Апофеоз самоуслаждения в интенсивной замкнутости от всех — Наташа, невеста, затем жена Андрея Прозорова. Чехов совершает невероятное. Он показывает, как может быть отвратительна женщина-мать в эгоистической любви к своему ребёнку. Перед нами трагедия начинающегося абсурда.
Страдает ли, или наслаждается человек одиночеством — оно неизменно создаёт вокруг себя гибель, разрушение, новое страдание.
"Какие красивые деревья и, в сущности, какая должна быть около них красивая жизнь", — говорит перед смертью Тузенбах.
"Велю прежде всего срубить эту еловую аллею, потом вот этот клён. По вечерам он такой страшный, некрасивый…" — заявляет Наташа, ощутив себя хозяйкой усадьбы Прозоровых.
Вот характерный чеховский приём комментария: через контрастное сопоставление слов или поступков персонажей.
Развитие действия и поведение персонажей в пьесе порой парадоксально нелогичны, даже вне-логичны, если говорить точнее. Один из пароксизмов этого абсурда — радостный танец Федотика после пожара.
Абсурдом выглядит постоянная мечта сестёр уехать в Москву. Кажется: садись на поезд, да поезжай. Только в ту Москву, о которой грезят сестры, поезда не ходят. Её и вообще нет, той Москвы. Она — абсурд.
Но особенно ярко проявляется вне-логичность поведения человека-в финале пьесы. Только что убит жених Ирины, рассталась с любимым человеком Маша, непроглядно тоскливой предвидит свою жизнь Ольга, власть в доме захватывает Наташа, а сёстры произносят нечто несообразное с ожидаемой логикой поведения.
Некоторые современные зарубежные исследователи Чехова усмотрели в "Трёх сёстрах" зачатки драмы абсурда. Слишком поверхностный взгляд. Сама жизнь часто парадоксально внелогична — Чехов и показывает её "как она есть", вне обыденной логики. "Три сестры" абсурдны с позиции внерелигиозного восприятия, как абсурдна для атеиста подлинная вера. Чехов строит действие и осмысляет жизнь с религиозной серьёзностью (хотя внешне не проговаривает религиозный смысл отображённых событий) — и на своём уровне последователен вполне. Так, диалог Чебутыкина и Солёного, абсурдный по форме, содержанием своим точно соответствует логике распадающейся жизни.

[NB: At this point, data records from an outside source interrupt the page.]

PR #1911, opened 2020-07-15
cli: implement /_testing endpoint for minting tokens

andrevmatos:
Based on top of #1910 
Part of #1692 

**Short description**
Implements minting tokens from the CLI API.

**Definition of Done**

1.
2.

### DIFF
--- a/raiden-cli/src/routes/testing.ts
+++ b/raiden-cli/src/routes/testing.ts
@@ -1,12 +1,31 @@
-import { Router, Request, Response } from 'express';
+import { Router, Request, Response, NextFunction } from 'express';
+import { ErrorCodes } from 'raiden-ts';
+import { validateAddressParameter } from '../utils/validation';
 import { Cli } from '../types';
+
+async function mintTokens(this: Cli, request: Request, response: Response, next: NextFunction) {
+  try {
+    const transactionHash = await this.raiden.mint(
+      request.params.tokenAddress,
+      request.body.value,
+      { to: request.body.to },
+    );
+    response.json({ transaction_hash: transactionHash });
+  } catch (error) {
+    if ([ErrorCodes.DTA_INVALID_ADDRESS, ErrorCodes.DTA_INVALID_AMOUNT].includes(error.message))
+      response.status(400).send(error.message);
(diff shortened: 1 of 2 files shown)


raiden-cli/src/routes/testing.ts
```diff
@@ -1,12 +1,30 @@
...
+async function mintTokens(this: Cli, request: Request, response: Response, next: NextFunction) {
+  try {
+    response.json({
+      transaction_hash: await this.raiden.mint(request.params.tokenAddress, request.body.value, {
+        to: request.body.to,
+      }),
+    });
+  } catch (error) {
+    if ([ErrorCodes.DTA_INVALID_ADDRESS, ErrorCodes.DTA_INVALID_AMOUNT].includes(error.message))
+      response.status(400).send('Invalid "value" or "to" fields.');
```
weilbith, line 15: Usually we directly forward the error message here. So this if-else is basically in first place to determine the error code to use. Else we should avoid to attempt introducing new error messages and simply use the probably way better messages by the SDK.

raiden-cli/src/routes/testing.ts
```diff
@@ -1,12 +1,30 @@
...
+import { validateAddressParameter } from '../utils/validation';
 import { Cli } from '../types';
 
+async function mintTokens(this: Cli, request: Request, response: Response, next: NextFunction) {
+  try {
+    response.json({
+      transaction_hash: await this.raiden.mint(request.params.tokenAddress, request.body.value, {
+        to: request.body.to,
+      }),
+    });
```
weilbith, line 12: Nitpick: For me the idea of this endpoint is to mint the tokens (`POST` as active request) and then return the result. This is how my brain works: declarative. So I would first await the minting and then respond. Makes it easy to follow the code. Personally I would even "construct" the response object separately but I wouldn't push for it.

andrevmatos: Done.

raiden-cli/src/routes/testing.ts
andrevmatos: Done.

PR #1913, opened 2020-07-15
sdk,cli: expose contracts info in SDK and provide /contracts endpoint in CLI

andrevmatos:
Part of #1692 

**Short description**
Implements `/contracts` endpoint. Still undocumented on spec, but offered by python API.

**Definition of Done**

1.
2.

### DIFF
--- a/raiden-cli/src/routes/api.v1.ts
+++ b/raiden-cli/src/routes/api.v1.ts
@@ -19,15 +19,24 @@ export function makeApiV1Router(this: Cli): Router {
   router.use('/testing', makeTestingRouter.call(this));
 
   router.get('/version', (_request: Request, response: Response) => {
+    response.json({ version: Raiden.version });
+  });
+
+  router.get('/contracts', (_request: Request, response: Response) => {
+    const contracts = this.raiden.contractsInfo;
     response.json({
-      version: Raiden.version,
+      contracts_version: Raiden.contractVersion,
+      token_network_registry_address: contracts.TokenNetworkRegistry.address,
+      secret_registry_address: contracts.SecretRegistry.address,
+      service_registry_address: contracts.ServiceRegistry.address,
+      user_deposit_address: contracts.UserDeposit.address,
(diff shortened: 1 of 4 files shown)


raiden-cli/src/routes/api.v1.ts
```diff
@@ -19,15 +19,24 @@ export function makeApiV1Router(this: Cli): Router {
...
 
   router.get('/version', (_request: Request, response: Response) => {
+    response.json({ version: Raiden.version });
+  });
+
+  router.get('/contracts', (_request: Request, response: Response) => {
+    const contracts = this.raiden.contractsInfo;
     response.json({
-      version: Raiden.version,
+      contracts_version: Raiden.contractVersion,
```
weilbith, line 28: Similar to an earlier issue. We should maybe consider to remove old interface definitions for API objects. Or if you still see an advantage of them add one for this route endpoint as well.

raiden-cli/src/routes/api.v1.ts
```diff
@@ -19,15 +19,24 @@ export function makeApiV1Router(this: Cli): Router {
...
+      monitoring_service_address: contracts.MonitoringService.address,
+      one_to_n_address: '',
     });
   });
 
   router.get('/address', (_request: Request, response: Response) => {
-    response.json({
-      our_address: this.raiden.address,
-    });
+    response.json({ our_address: this.raiden.address });
```
weilbith, line 39: Has formatting changed? I hate it when formatting is not deterministic. :expressionless:

andrevmatos: It didn't change, but prettier's recommended rules allow small objects to be either declared in one line or split lines. I just wanted to reduce the line counter for something so simple. If it becomes bigger, with more properties making it cross 99char line limit, then it must be broken.

raiden-cli/src/routes/api.v1.ts
andrevmatos: As I replied there, let's decide on this and do it on a separate PR.

Issue #237, opened 2019-08-05
Assess auto vs interactive request for delayed actions


andrevmatos:
## Description

In Raiden, some operations become only available after some (considerable amount of) time after the action which triggered them, currently:
- `channelSettle` (on-chain): it becomes available only `settleTimeout` (default=`500` ~= 2h) blocks after `channelClosed`, actually retrieve the left tokens back to user's account
- `transferExpire` (off-chain): a **lock**ed transfer may only be expired (sending a new set of messages starting with `LockExpired`),  effectivelly retrieves the tokens which were locked to first try the transfer, `expiration` (default = `DEFAULT_REVEAL_TIMEOUT * 2 = 100` ~= 22min) blocks after transfer creation, retrieve tokens locked in a failed transfer, returning them to capacity

These actions have a minimum point in time after which they can be requested, but they aren't required to be performed immediately (actually not even required by protocol to be performed at all), but they're usually interesting for the user to be performed (i.e. users have an incentive to do that).

Despite that, from a UX perspective, it may be quite confusing for the user to see unrequested prompts popping up in their screen minutes, hours or even days (e.g. when they come back online) after the state changes that first caused them.

### Current state is:
- settleChannel is done only on-demand (interactively), through [Raiden.settleChannel](https://github.com/raiden-network/light-client/blob/dfac0ca77f0e86a483a59e61547c89b0d53d34a5/raiden/src/raiden.ts#L592) public method. dApp is expected to notify users somehow when they have **settleable** channels, so they can perform the settling
- transferExpire (as per #232) is done automatically, as its timeout is shorter (possibly customizable in the future) and the transfer status overlay should stay on-screen while transfer is still pending. Notice this will only take that long on the full unhappy case, which requires signing the `LockExpired` message after the lock expires.

### Proposal is to make it configurable:
- `autoSettle`: automatically calls `channelSettle` when a channel becomes settleable, or else through `settleChannel` method (interactively).
- `autoExpire`: automatically performs `transferExpire` when a pending transfer lock expires, or else through a `expireTransfer` method (interactively).

### Where we can envision a few environments and its expected defaults/best values:
1. **m2m/nodeJS/local account/privatekey** (like scripts and non-interactive systems built on top of the SDK): both autoSettle and autoExpire set, auto-managed case
2. **browser/Metamask with subkey** (#172) for signing, ETH/tokens transferred to the subkey account: same as local account case
[...]

PR #1919, opened 2020-07-16
cli: add naive connections manager endpoints

andrevmatos:
Part of #1692 

**Short description**
- GET will return the connected TokenNetworks; as it's a dummy implementation, it has no notion of allocated funds, so the funds and deposits are just the sum of channel's deposits
- PUT works by connecting with a single hardcoded hub (currently, `hub.raiden.eth`, as suggested by dApp)
- DELETE does work as intended by closing all channels in a tokenNetwork, although auto-settling is still pending

**Definition of Done**

1.

### DIFF
--- a/raiden-cli/src/routes/connections.ts
+++ b/raiden-cli/src/routes/connections.ts
@@ -1,20 +1,133 @@
-import { Router, Request, Response } from 'express';
+import { Router, Request, Response, NextFunction } from 'express';
+import { first } from 'rxjs/operators';
+import { ChannelState, isntNil } from 'raiden-ts';
+
+import {
+  validateAddressParameter,
+  isConflictError,
+  isInsuficientFundsError,
+  isInvalidParameterError,
+} from '../utils/validation';
 import { Cli } from '../types';
+
+export interface ApiConnection {
+  channels: string;
+  sum_deposits: string;
+  funds: string;
+}
+
+export interface ApiTokenConnections {
+  [token: string]: ApiConnection;
+}
+
+async function getConnections(this: Cli, _request: Request, response: Response) {
+  const channelsDict = await this.raiden.channels$.pipe(first()).toPromise();
+  const connections = Object.entries(channelsDict).reduce<ApiTokenConnections>(
+    (connections, [token, partnerChannel]) => ({
+      ...connections,
+      [token]: Object.values(partnerChannel).reduce<ApiConnection>(
+        ({ channels, funds }, { ownDeposit, ownWithdraw }) => {
+          const deposits = ownDeposit.sub(ownWithdraw).add(funds).toString();
+          return {
+            channels: (+channels + 1).toString(),
+            sum_deposits: deposits,
+            funds: deposits,
+          };
+        },
+        { channels: '0', sum_deposits: '0', funds: '0' },
+      ),
+    }),
+    {},
+  );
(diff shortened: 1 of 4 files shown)


raiden-cli/src/routes/connections.ts
```diff
@@ -1,20 +1,133 @@
...
+async function getConnections(this: Cli, _request: Request, response: Response) {
+  const channelsDict = await this.raiden.channels$.pipe(first()).toPromise();
+  const connections = Object.entries(channelsDict).reduce<ApiTokenConnections>(
+    (connections, [token, partnerChannel]) => ({
+      ...connections,
+      [token]: Object.values(partnerChannel).reduce<ApiConnection>(
+        ({ channels, funds }, { ownDeposit, ownWithdraw }) => {
+          const deposits = ownDeposit.sub(ownWithdraw).add(funds).toString();
+          return {
+            channels: (+channels + 1).toString(),
```
weilbith, line 32: How is this syntax working?

raiden-cli/src/routes/connections.ts
```diff
@@ -1,20 +1,133 @@
...
+    if (isInvalidParameterError(error)) response.status(400).send(error.message);
+    else if (isInsuficientFundsError(error)) response.status(402).send(error.message);
+    else if (isConflictError(error)) response.status(409).send(error.message);
+    else next(error);
+  }
+}
+
+/**
+ * Closes all closeable channels in a token network
+ * TODO: implement auto-settle (see discussion at #237)
```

Поэтому драма "Три сестры" с таким трудом поддаётся толкованию, разбору. Эту пьесу нужно скорее переживать, чем рассудочно препарировать, — переживать в себе как музыку. Дело не в словах, которые произносят сёстры, а в том душевном состоянии, какой существует вне слов, поверх слов.
Вера, надежда, призыв к терпению, исполнению долга — вот (если уж пытаться выразить всё на вербальном уровне) состояние, которое самими сёстрами переживается как радостное. И это не обыденная радость ожидания новой неведомой жизни, как в первом акте пьесы; напротив, теперь ждущая впереди жизнь уже ведома им. Это — трудноопределимая радость душевного предощущения одной лишь возможности узнавания некоей жизненной тайны, которая способна осветить земное бытие светом подлинной истины.